恋で死ぬのは映画の中だけよ
あなたとの週末がとてもたのしいせいで平日は、次の週末までの虚しいがらんどう。がらんどうを埋めるひび。
あなたがロンドンに行く2年はとても長い、人が愛しあうにも、愛しあわなくなるにも充分すぎる。愛しあう時間が失われることと、愛しあわなくなる可能性が高くなることの関係の深さを、考えても仕方ないけど。仕方ないなら考えない方がいいけど。考えないとあなたへの愛が減りそうだから考えたいけど。
そうして、シェルブールの雨傘を見る。ふるいフランス映画は、普遍的で仕方ない愛よりも、いちどきりの詩的な愛を映していそうという偏見のもと。
事前にえたところだと、それは愛の映画で、すべてのセリフが歌われるように流れる。たぶんハッピーでラッキーでウッキーな、愛のいい側面だけを映した映画。愛について考えない方がよくても愛に関係したいときにいい映画。
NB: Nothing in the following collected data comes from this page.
PR #197, opened 2020-07-29
Added HPP generator

J-Vernay:
**What?**
This pull request contains a generator (python3 script) to parse utf8prop.c and convert it to a constexpr C++ header-only library.
The resulting library is placed in the `utf8proc` namespace, and `utf8proc_` prefixes are removed.
Private entities are in the namespace `utf8proc::detail`.

**Why?**
In C++, constexpr allows programmers to evaluate functions at compile-time (before the linker).
This is a big part of C++ meta-programming.
I could not find a constexpr library for Unicode, so here is my solution.
I used `utf8proc` as a basis because I do not want to implement these algorithms myself, and other libraries such as `ICU` are way too big for me to dive into and produce a generator in a fairly short period of time.

**Modifications on existing code?**
- Addition of a preprocessor command: UTF8PROC_NO_ALLOC.
  When defined, it removes the functions that are calling _malloc/realloc_.
  It was needed because such functions cannot be marked `constexpr`.
- Enforcement of initialization of all variables (needed for constexpr).
- Modification of an internal type: `static const char s[][3]` -> `static const char * const s[]`
  This does not modify the syntax anywhere, but it changes the string storage from
  static storage to literal storage (needed in constexpr because static storage is not allowed).
All the tests of the C library passes correctly after these modifications.

**License**
The generation script is under the Boost Software License 1.0.
This is a more permissive license than the "expat" license:
The only requirement is to let the copyright notice inside the `gen_hpp.py` script.
Nowhere else.


LB--:
I've been wanting a way to build utf8proc as a constexpr lib as well, but this PR is utterly massive and I don't like this codegen approach to it. I think it should be possible to just define a valueless macro and include the .c file in a C++ source file to enable constexpr support. No need for C++ namespaces either.

stevengj:
What is the motivation for making a constexpr version of utf8proc?  Do you have benchmarks of a real application where it is beneficial?

I would think that most realistic applications of utf8proc would apply its functions mainly to strings only available at runtime, and hence not benefiting much from compile-time evaluation.

LB--:
It's not about performance, it's about being able to normalize embedded strings during compile time. Alternatives are preprocessing (e.g. host build tool step, git hooks/filters) or normalizing during runtime (e.g. during global variable initialization or first use). Both have undesirable drawbacks (build system/source control complications, unnecessary runtime performance loss, etc). For strings known at build time anyway it's simpler to just make the compiler double as the preprocessor for them, using the same code as what runtime would use.

stevengj:
> It's not about performance, it's about being able to normalize embedded strings during compile time. 

Immediately afterwards, however, you identify the main drawback of normalizing at runtime as "unnecessary runtime performance loss".   In other words, it *is* about performance?

Can you sketch a realistic application where static normalization is important?   (I would think that most real applications working with normalization-sensitive Unicode strings would want to load them at runtime anyway for [i18n/l10n](https://en.wikipedia.org/wiki/Internationalization_and_localization) purposes.)

PR #201, opened 2020-10-09
docs: fix simple typo, encounted -> encountered

timgates42:
There is a small typo in utf8proc.h.

Should read `encountered` rather than `encounted`.


stevengj:
Thanks!

PR #678, opened 2020-06-22
More gracefully handle incorrect filter value

mhuth:
Found a small bug after adding the total_risk filter.  It can reproduced by manually entering a value for 'hits= ' other than the expected values of all, yes, 1, 2, 3, 4.  Another value the API takes is 'no' but if I manually use that then I get a blank section of screen instead of the systems table, and the error in the attached screenshot.  My fix at least prevents the error and the systems table is rendered properly, but perhaps there's a better way of handling this problem than what I have used?  

systems_table_bug


AllenBW:
OOOOO good catch... solving it this issue in the filter chips builder s a lil too late in the process tho... yields this result
Screen Shot 2020-06-22 at 8 58 15 AM

so the problem shows when keying in invalid url, maybe we oughta have additional sanitizing of that input before accepting it as valid filters 🤔

AllenBW:
PS: AWESOME FIND @mhuth

mhuth:
@AllenBW Ok, made a slight change and the value now shows up in the filter chip.  Not sure why I didn't do this originally.

systems_table_bug2

PR #681, opened 2020-06-25
Add CVE_2020_14298_docker|CVE_2020_14298_DOCKER rule to cveToRuleid.js

mhuth:


mhuth:
@AllenBW Get thee to prod!

AllenBW:
closin' time... you don't have to go home but you can't stay here...

mhuth:
Ooops, seems this wasn't necessary afterall.  As Advisor doesn't handle CVE's anymore, this change isn't necessary.  Apparently the shared engine is the place where CVEs are handled now.  Sorry for the false emergency.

金髪をたかく結んだ傘屋のむすめ・ジュヌヴィエーヴ、はじめての愛に浮かれちゃって踊っちゃって、ねえ17歳だけど結婚したいわ、子供につけたい名前だってあるわ。こういうのこういうの、現実ではまっぴら、映画ならたのしい愛の思考停止!お金がとか、愛情の減退がとか、人生計画がとか、ほっぽってしまえよ愛に狂えよ!
途中まではそうしてたのしかったの。
でも、愛するギイ、2年間の兵役に行っちゃった。お腹にギイの赤ちゃんできちゃってた。お金がないジュヌヴィエーヴ、宝石商の人と結婚しちゃった。帰国後はじめは荒れたギイ、支えてくれた人としあわせな家庭を築いちゃった。
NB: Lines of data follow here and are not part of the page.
PR #689, opened 2020-07-06
Make dropdowns text only

LI0131:
This PR removes the battery and shield icons from the dropdown menus used for filtering.

Before:
Screen Shot 2020-07-06 at 10 10 35 AM

After:
Screen Shot 2020-07-06 at 10 09 42 AM

Screen Shot 2020-07-06 at 10 09 33 AM


LI0131:
This change will also need to be mirrored in https://github.com/RedHatInsights/frontend-components/blob/master/packages/inventory-insights/src/Insights.js

PR #691, opened 2020-07-14
Add key=value to tags toolbar

mhuth:
The inventory tags dropdown has key=value.  Modifying ours to match.  Also allowing the width of the dropdown to change to match the max width of the longest key=value text.


mhuth:
Showing key=value for each selection and the wider dropdown list...

widen_tags_toolbar

mhuth:
> M good with displaying the key-value, but the growing dropdown is a no-go, some of those things get hella long, n would be super icky to look at, i thought we had the tooltip for things that overflow the dropdown ?

Yeah we do, but the text in the dropdown didn't look quite right.  I can set the width to about 400px.  That seemed to be a bit better.

AllenBW:
@mhuth m good with 400! but its gotta be fixed, between surprise super long tags and whatever the results the search input yields, anything not fixed would be all over the place 🤗

mhuth:
@AllenBW try that.  Can't say my CSS is too good either, but this seems to work ok, and the `text-overflow: ellipsis` works too.  Ultimately unimportant stuff, but what the heck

わざとらしく映画的に歌われながら妙に「有りそう」。ハッピーでラッキーでウッキーに思考停止するはずが、わたしたちへいぜんと別離して他人と密着する世界線の思考開始。
傘屋のむすめのママが言うことには、
「恋で死ぬのは映画の中だけよ」
愛だ恋で死ぬのが映画なら、愛だ恋で生きるのが実存よ。実存には温度がある。温度には生がある。温度のないじぶんをおもうとふるえあがる、もうだれとも密着せずにはいられない。だれかの体温にねむりたい。わたしに流動する体温が、わたしの子守唄が、わたしの生が、ずっとあなたのものならいいとおもう。